Читать «Школа жизни. Воспоминания детей блокадного Ленинграда» онлайн - страница 60

Владимир Николаевич Бедненко

Положение в Ленинграде осложнялось еще и тем, что в нем оказалось очень много (около 300 тысяч) беженцев из окрестностей Ленинграда и соседних областей.

Электростанции работали с перебоями, не хватало топлива. Сначала подача электроэнергии прекращалась периодически, а затем и окончательно. Трамваи и троллейбусы прекратили движение.

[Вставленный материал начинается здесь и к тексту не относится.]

PR #264, opened 2026-03-31
Fix EX31 warmup, rectangle area, and RWMC runtime path

AnastaZIuk:
## Summary

- make EX31 warmup and prepared-shader cache preparation line up with the branch's effective persistent render variants so edited HLSL no longer reuses stale prepared SPIR-V
- make rectangle `Area` selection resolve to a real packaged variant inside the existing variant graph instead of a UI choice that can drift from effective selection
- realign EX31 RWMC startup, resolve configuration, and runtime selection with the persistent-workgroup model used on `path_tracer_beauty`
- reset EX31 RWMC defaults to a stable comparison baseline and expose a one-click UI reset so RWMC and non-RWMC brightness checks start from the same parameter state

## Root cause

The current EX31 branch has two separate regressions.

First, the startup and warmup path stopped following the branch's effective packaged variants. The initial runtime-side startup selection came in [`25d3f009`](https://github.com/Devsh-Graphics-Programming/Nabla-Examples-and-Tests/commit/25d3f009), and [`3b9b2f32`](https://github.com/Devsh-Graphics-Programming/Nabla-Examples-and-Tests/commit/3b9b2f32) widened that path by preloading the startup shader and resolve shader before the first submit. After the later variant reshapes in [`13f09209`](https://github.com/Devsh-Graphics-Programming/Nabla-Examples-and-Tests/commit/13f09209), [`520e26fb`](https://github.com/Devsh-Graphics-Programming/Nabla-Examples-and-Tests/commit/520e26fb), and [`7e0e7f98`](https://github.com/Devsh-Graphics-Programming/Nabla-Examples-and-Tests/commit/7e0e7f98), EX31 still keyed startup and warmup from the UI-side `usePersistentWorkGroups` bit instead of the branch's effective packaged-variant contract. The same [`7e0e7f98`](https://github.com/Devsh-Graphics-Programming/Nabla-Examples-and-Tests/commit/7e0e7f98) change also introduced `render_variant_info.hpp` with rectangle hard-wired to `SOLID_ANGLE`, so the UI could expose `Area` while effective selection never reached a real rectangle-area packaged variant.

Second, RWMC drifted in a later same-day refactor sequence. [`2e90b9f0`](https://github.com/Devsh-Graphics-Programming/Nabla-Examples-and-Tests/commit/2e90b9f0) replaced the old scramble-sequence path with `CCachedOwenScrambledSequence.hpp` and `KeyedQuantizedSequence.hlsl`, and that commit already notes that the new HLSL decoder was broken. [`02717101`](https://github.com/Devsh-Graphics-Programming/Nabla-Examples-and-Tests/commit/02717101) moved EX31 onto that decoder and resynced the main push constants, but the resolve-side `rwmcParams.sampleCount` no longer followed the active `spp`. [`5d3b3b27`](https://github.com/Devsh-Graphics-Programming/Nabla-Examples-and-Tests/commit/5d3b3b27) then adapted EX31 after persistent-workgroup and RWMC breakage showed up, but runtime selection, resolve configuration, and the compiled entrypoint surface still did not line up cleanly. This PR makes those paths agree again around the persistent packaged variants the branch actually uses.

The RWMC-parameter brightness drift is older than this branch. [`64ba310b`](https://github.com/Devsh-Graphics-Programming/Nabla-Examples-and-Tests/commit/64ba310b) introduced the long-lived EX31 RWMC default pack with `kappa = 5.0`, and the same defaults remained on `master`. That was not the cause of the branch runtime regressions above, but it made RWMC versus non-RWMC comparisons depend too much on leftover UI state. This PR also resets EX31 to a stable comparison baseline and adds a direct `Reset RWMC` control so those comparisons are reproducible.


AnastaZIuk:
CI failing due to https://github.com/microsoft/DirectXShaderCompiler/pull/8324, fix about to enter master and we will pull it here

31_HLSLPathTracer/main.cpp
```diff
@@ -1220,17 +1221,9 @@ class HLSLComputePathtracer final : public SimpleWindowedApplication, public Bui
...
-					const auto matT = hlsl::float32_t4x3(m_lightModelMatrix);
-					pc.lightX = matT[0];
-					pc.lightY = matT[1];
-					// Z had a length and a direction, can point colinear or opposite cross product
-					const auto recon = hlsl::cross(matT[0], matT[1]);
-					pc.lightZscale = hlsl::sign(hlsl::dot(recon,matT[2]))*hlsl::length(matT[2])/hlsl::length(recon);
-					pc.lightPos = matT[3];
-					assert(pc.lightMatrix()==hlsl::transpose(matT));
-				}
+				pc.generalPurposeLightMatrix = hlsl::float32_t3x4(transpose(m_lightModelMatrix));
```
devshgraphicsprogramming, line 1224: I did this for 2 reasons.

1. When you `useRWMC` the push constants grow past 128 bytes!
2. the light may not have a skew, so storing more than 6 coordinates makes no sense (I store 7 because reconstruction of the matrix from a quaternion per-invocation is painful)

31_HLSLPathTracer/app_resources/hlsl/render_common.hlsl
```diff
@@ -12,28 +12,14 @@ NBL_CONSTEXPR uint32_t MaxSamplesLog2 = MAX_SAMPLES_LOG2;
...
-    }
-
-    uint64_t pSampleSequence;
 	float32_t4x4 invMVP;
-    float32_t3 lightX;
-    float32_t3 lightY;
-    float32_t lightZscale;
-    float32_t3 lightPos;
+	float32_t3x4 generalPurposeLightMatrix;
+    uint64_t pSampleSequence;
```
devshgraphicsprogramming, line 17: I neeed to undo this when merging (not a big deal)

После отключения электроэнергии освещение в квартире осуществлялось сначала свечами, а затем коптилками. В стеклянную баночку наливали керосин, через крышку наружу выводили фитиль. Иногда вместо керосина наливалась олифа или любая горючая жидкость. Использовалась также обыкновенная лучина.

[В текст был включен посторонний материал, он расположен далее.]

PR #275, opened 2026-04-25
Sobol sampler benchmarks

karimsayedre:


75_SobolBenchmark/app_resources/shaders/sobol_bench.comp.hlsl
```diff
@@ -0,0 +1,102 @@
...
+   const uint16_t rank = _static_cast<uint16_t>(bitReverse<uint32_t>(invID) >> 16);
+
+   uint16_t seed = _static_cast<uint16_t>(0xdeadu);
+   // simulate rays running paths to exhaustion in a working set
+   [[loop]]
+   for (uint16_t s = _static_cast<uint16_t>(0u); s < Samples; s++)
+   {
+      [[loop]]
+      for (uint16_t d = _static_cast<uint16_t>(0u); d < Depth; d++)
+      {
```
devshgraphicsprogramming: might want to add a mode where the depths are slightly staggered per invocation.

Explanation, SER and other things like wavefront path tracing may pack ray payloads at different depths into invocations of the same subgroup, the difference won't be wild, but it will be enough for you to have to account for having to load different matrices per invocation (which tensor cores really don't like and you need to strip with subgroup ops)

Напор воды в водопроводных сетях стал очень слабый. Воду приходилось брать из водоразборных колонок, домовых прачечных, реки Невы.

В течение осени нормы выдачи хлеба и других продуктов неоднократно снижались и достигли минимума 20 ноября. По рабочим карточкам хлеба полагалось 250 г в день, по иждивенческим — 125 г. Эти нормы действовали до 25 декабря. При этом надо учесть, что 50 % и более в хлебе составляли несъедобные примеси.

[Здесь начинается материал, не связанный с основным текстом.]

PR #282, opened 2026-05-18
Cad markers optimization

Przemog1:


62_CAD/shaders/globals.hlsl
```diff
@@ -550,11 +583,7 @@ NBL_CONSTEXPR_INLINE_NSPC_SCOPE_VAR uint32_t ImagesBindingArraySize = 128;
 NBL_CONSTEXPR_INLINE_NSPC_SCOPE_VAR uint32_t MainObjectIdxBits = 24u; // It will be packed next to alpha in a texture
 NBL_CONSTEXPR_INLINE_NSPC_SCOPE_VAR uint32_t AlphaBits = 32u - MainObjectIdxBits;
 NBL_CONSTEXPR_INLINE_NSPC_SCOPE_VAR uint32_t MaxIndexableMainObjects = (1u << MainObjectIdxBits) - 1u;
```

В ноябре люди, поначалу мужчины, начали умирать. Хоронить их не всегда было возможно, и часто трупы лежали просто на улицах. Впервые я увидел покойников, когда несколько трупов, завернутых в простыни, лежали возле ограды 36-й поликлиники на улице Маяковского.

Моя будущая жена Гета, которой было тогда 4 года, спала в одной постели с умиравшим на ее глазах больным отцом. Ее мама в это время была на работе (на казарменном положении).

Все тяготы голода ужесточались сильнейшими холодами, нагрянувшими на Ленинград. Повторилась зима 1939/40 года, когда шла война с Финляндией, значительно холоднее и длиннее обычной. Но тогда хоть дома было тепло и не было голода. Люди натягивали на себя все, что могли, особенно если приходилось вставать ночью в какие-либо очереди.

Нечистоты выносились прямо во двор и постепенно образовывались огромные замерзшие горы их.

Артиллерийский обстрел и бомбардировка города продолжались. Порой воздушная тревога, связанная с бомбардировкой города, затягивалась на 5–6 часов. Но люди теперь не обращали на нее внимание, так как у каждого были свои дела, да и бомбежка — это не главное. Главное — голод.

Не помню, по какому поводу, но мне пришлось во время воздушной тревоги идти на улицу Некрасова, дом 39, к моему другу Борису Припштейну. Мы сидели за столом, и вдруг в полной тишине закачалась люстра. Мы сразу поняли, что где-то близко взрыв (опыт уже был). Действительно, оказалось, что бомба уничтожила дом 43 (через дом от нас). Улица была завалена разрушенными частями дома.

25 декабря нормы выдачи хлеба по карточкам были повышены до 350 г для рабочих и до 200 г для иждивенцев, но фактически хлеб в магазины почти не поступал, не говоря уже о других продуктах питания. В 4–5 часов ночи я вставал и, закутавшись во все, что можно было, шел занимать очередь в булочную на углу Невского проспекта и ул. Восстания. Люди в очереди мерзли, спрятаться было некуда, а утром продавец говорил: «Расходитесь, хлеба не привезли». А иногда булочная даже не открывалась.